I have started feeling much better. The only time I feel bad is when I go too long without eating or spend too much time in the car. I am eating constantly because I always seem to be hungry. My skin has started to clear up a little, although it still doesn't look great. Either way, I am loving this. I love being able to rub my belly :) It has started to firm up, so it really feels like a pregnant belly now!

And, I am pretty sure I felt he/she move for the first time this week. I was laying down and felt a little flutter on my right side. I described it as how the wave at the football game looks, that is how it felt. It was awesome and made my night! I have not felt him/her since though, and am looking forward to the next little flutter.

We have started the process of cleaning out the guest room and preparing it to become a nursery. D is going to work on the closet this weekend, and hopefully we will start painting soon!  I am hesitant to do too much until we know a gender, so we are doing what we can for now.

Oh, and we bought a crib! Yay! It is beautiful, and my sweet mom/dad/hubby drove me all the way to Charlotte one night after work just to buy it! Thanks guys! Love ya!



Baby Hayes has started to get a few more items added to his/her wardrobe, and everything we have gotten is absolutely adorable! Here are a few pics of the cute stuff...

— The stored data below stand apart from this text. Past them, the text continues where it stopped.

Issue #931, opened 2026-07-28
Stock to flow weird error (DuckDb)


Pablolgn:
### Initial Checks

- [x] I have searched [existing issues](https://github.com/Meaningful-Data/vtlengine/issues?q=is%3Aissue) for duplicates
- [x] I have read the [documentation](https://docs.vtlengine.meaningfuldata.eu)

### Summary

With this code examples of code we receive this error.

```
Error: Exception: Execution error: Binder Error: No function matches the given name and argument types '-(BOOLEAN, BOOLEAN)'. You might need to add explicit type casts.
	Candidate functions:
	-(TINYINT) -> TINYINT
	-(TINYINT, TINYINT) -> TINYINT
	-(SMALLINT) ->
```

[DS_3_with_date.json](https://github.com/user-attachments/files/30454542/DS_3_with_date.json)
[DS_2_with_tp.json](https://github.com/user-attachments/files/30454541/DS_2_with_tp.json)

### Reproducible Example

```python
stock_to_flow_period_ds_tp := stock_to_flow(DS_2_with_tp);
stock_to_flow_period_ds_dt := stock_to_flow(DS_3_with_date);
```

### Expected vs Actual

Expected: Work like pandas

### vtlengine version

1.9.2rc2

javihern98:
Merged in #943

PR #955, opened 2026-07-31
Fix #935: flow_to_stock keeps an Integer measure integral on DuckDb

### LINKED ISSUE #935: Error flow_to_stock (DuckDb)
### Initial Checks

### Summary

We see a different behavior in flow_to_stock, with duckdb we receive wrong type error.

[DS_3_with_date.json](https://github.com/user-attachments/files/30460988/DS_3_with_date.json)
[DS_2_with_tp.json](https://github.com/user-attachments/files/30460990/DS_2_with_tp.json)
[DS_3_with_date_datapoints.csv](https://github.com/user-attachments/files/30460991/DS_3_with_date_datapoints.csv)
[DS_2_with_tp_datapoints.csv](https://github.com/user-attachments/files/30460989/DS_2_with_tp_datapoints.csv)

```
 [DIFF] Mod1.flow_to_stock_date_ds_dt.csv  (real=8, noise=1, equal=61)
      [REAL] fila 0 col 'Me_bool': 'True' -> '1.0'
      [REAL] fila 2 col 'Me_bool': 'True' -> '2.0'
      [REAL] fila 3 col 'Me_bool': 'False' -> '0.0'
      [REAL] fila 4 col 'Me_bool': 'True' -> '1.0'
      [REAL] fila 5 col 'Me_bool': 'True' -> '1.0'
      [REAL] fila 6 col 'Me_bool': 'True' -> '1.0'
      [REAL] fila 8 col 'Me_bool': 'True' -> '2.0'
      [REAL] fila 9 col 'Me_bool': 'False' -> '0.0'
  [DIFF] Mod1.flow_to_stock_date_ds_tp.csv  (real=8, noise=1, equal=61)
      [REAL] fila 0 col 'Me_bool': 'True' -> '1.0'
      [REAL] fila 2 col 'Me_bool': 'True' -> '2.0'
      [REAL] fila 3 col 'Me_bool': 'False' -> '0.0'
      [REAL] fila 4 col 'Me_bool': 'True' -> '1.0'
      [REAL] fila 5 col 'Me_bool': 'True' -> '1.0'
      [REAL] fila 6 col 'Me_bool': 'True' -> '1.0'
      [REAL] fila 8 col 'Me_bool': 'True' -> '2.0'
      [REAL] fila 9 col 'Me_bool': 'False' -> '0.0'

```

### Reproducible Example

```python
flow_to_stock_date_ds_tp := flow_to_stock(DS_2_with_tp);
flow_to_stock_date_ds_dt := flow_to_stock(DS_3_with_date);
```

### Expected vs Actual

Expected: have same bahaviour

### vtlengine version

1.9.2rc2

### Python version

_No response_

### OS

_No response_

### Additional Context

_No response_

albertohernandez1995:
## Summary

Two DuckDb time-operator fixes.

**#949** — `fill_time_series` on a `Date` identifier built its expected grid with
`generate_series` and joined the operand onto it, so any Data Point whose date did
not land on the generated grid was silently discarded together with its measure
values. The reference manual only ever adds Data Points, and documents the result as
containing "the same time series as the operand". Both fill paths now build their
keys as the generated grid `UNION` the operand's own keys.

**#935** — `flow_to_stock` accumulates with `SUM() OVER ()`, and DuckDb widens
`SUM()` over an integer to `HUGEINT`. `HUGEINT` has no pandas integer counterpart, so
an `Integer` measure came back as a float (`1.0`, `3.0`, `6.0`) while the component
was still declared `Integer`. The window sum is now cast back to the declared type.
`stock_to_flow` was unaffected because it subtracts rather than accumulating. The
`Number` branch is deliberately untouched: its DECIMAL accumulation is more accurate
than the pandas float64 one, so casting it to `DOUBLE` would change rendering for no
benefit.

The Boolean symptom originally reported in #935 was already resolved by #931; only
the Integer widening remained.

Review feedback applied: the #949 regression test moved from
`tests/duckdb_transpiler/test_run.py` to `TimeBugs` in `tests/Bugs/test_bugs.py`
using the standard per-code fixtures. That directory is skipped under the pandas
backend, so the original placement exercised only one engine.

## Checklist

- [x] Tests pass (`pytest`)

## Impact / Risk

- No API change.
- `fill_time_series` now returns Data Points it previously dropped, so results can
  gain rows relative to 1.9.2rc2. That is the documented behaviour, and the dropped
  rows were data loss.
- `flow_to_stock` now returns an integer-typed column where it previously returned a
  float. Values are unchanged, and CSV output was already rendering them as integers,
  so the visible effect is limited to in-memory dtypes.
- Verified against the VTL 2.2 reference manual examples for `fill_time_series`:
  examples 3-8 (`date`, `time_period`, and the mixed annual/quarterly case) match on
  both engines, including which Data Points are null-filled.


tests/Bugs/test_bugs.py
```diff
@@ -1460,6 +1462,53 @@ def test_duckdb_derived_scalar_chain(self):
...
+                return_only_persistent=False,
+                use_duckdb=engine,
+            )
+            for name in ("DS_r1", "DS_r2"):
+                measure = result[name].data["Me_2"]
+                assert result[name].components["Me_2"].data_type == Integer
+                assert is_integer_dtype(measure), (
+                    f"engine={engine}, {name}: Me_2 is declared Integer but came "
+                    f"back as {measure.dtype}"
+                )
```
javihern98: This test is not needed, in any case this is already tested via the dataload tests and the Base Test. Please remove it

albertohernandez1995: Removed.

javihern98 (approved):
Looks good, thanks! 😊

Precious onesie from a SUPER friend
Bow comes off if it is a boy!

ECU bib :)
Thanks Kim!

And these boots I just HAD to have...


August 1st

Well, I just returned from a visit to NY, in which I told my grandma and grandpa that they were going to be great-grandparents. It was just as awesome in real life as I had hoped, and they were both ecstatic!

Also, my brother now knows. I sent him a t-shirt that says "This guy is going to be an uncle". When he finally got it, he called and asked if it was for real. Of course, it is for real :)

That is still so weird to say- It is real. I am pregnant.

YAY!

The best feeling in the world... actually, I feel pretty bad but I am SO happy.

Speaking of feeling bad, things have been hit or miss lately. Some days are good and others are not. I have been taking some medicine the doctor gave me pretty religiously and that definitely helps.

I have an appointment on the 8th- just an internal exam, nothing too exciting. Then, our N/T scan on the 14th, which is less than 2 weeks away! I can not wait to see our little guy/girl back on the screen and see his/her heart beating. After that appointment, we will be sharing our news with the world. At this point, we are just praying that all is well with our little prune-sized miracle :)

Wow...

Yesterday, July 15th, was a day I will never forget. D & I went to our first appointment to see our little guy/girl.

Thankfully, we got back to the room and hooked up the machine pretty quickly. We were so anxious just to see and know that everything is OK. After only about a minute of looking around, our doctor showed us a little, black circle on the screen and explained that this was the yolk sac. He moved a little, to a small white blur right underneath that sac, and said "And right here, is your baby. And see that little flickering on the screen? That is its heartbeat".

Wow.

What an indescribably, amazing feeling.

I had always wondered what this moment might feel like, and now I know. It is nothing like I could have ever imagined. It is so, so much better.

Baby Hayes was measuring 7 weeks 1 day, which is right on track. He/she also had a heartbeat of 115 bpm, which Dr. Lindel said was great for being so early in the pregnancy. He checked around everything else and said "Well everything looks great. The only disappointing thing is that there is only one". HA! Not disappointing in the least- one baby at a time will do :)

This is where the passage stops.